Exercise objective:
Return all the lines below, exactly as they read.

Saved entries:
PR #1319, opened 2025-08-09
misc: remove unused code from `BattleScene#initStarterColors`

DayKev:
N/A

The code has no current use. It can be re-added at a later time as a script if necessary.

Unused, commented out code removed.

## Checklist


MokaStitcher (approved):
wonder where we could keep a trace of this, because it will be needed when new starters get introduced

DayKev:
That's why I made a PR just for this, so it's easy to find again. We can just search "[unused](https://github.com/Despair-Games/poketernity/pulls?q=is%3Apr+is%3Aopen+unused)" and/or "[script](https://github.com/Despair-Games/poketernity/pulls?q=is%3Apr+is%3Aopen+script)" to find it again.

Task result:
PR #1319, opened 2025-08-09
misc: remove unused code from `BattleScene#initStarterColors`

DayKev:
N/A

The code has no current use. It can be re-added at a later time as a script if necessary.

Unused, commented out code removed.

## Checklist


MokaStitcher (approved):
wonder where we could keep a trace of this, because it will be needed when new starters get introduced

DayKev:
That's why I made a PR just for this, so it's easy to find again. We can just search "[unused](https://github.com/Despair-Games/poketernity/pulls?q=is%3Apr+is%3Aopen+unused)" and/or "[script](https://github.com/Despair-Games/poketernity/pulls?q=is%3Apr+is%3Aopen+script)" to find it again.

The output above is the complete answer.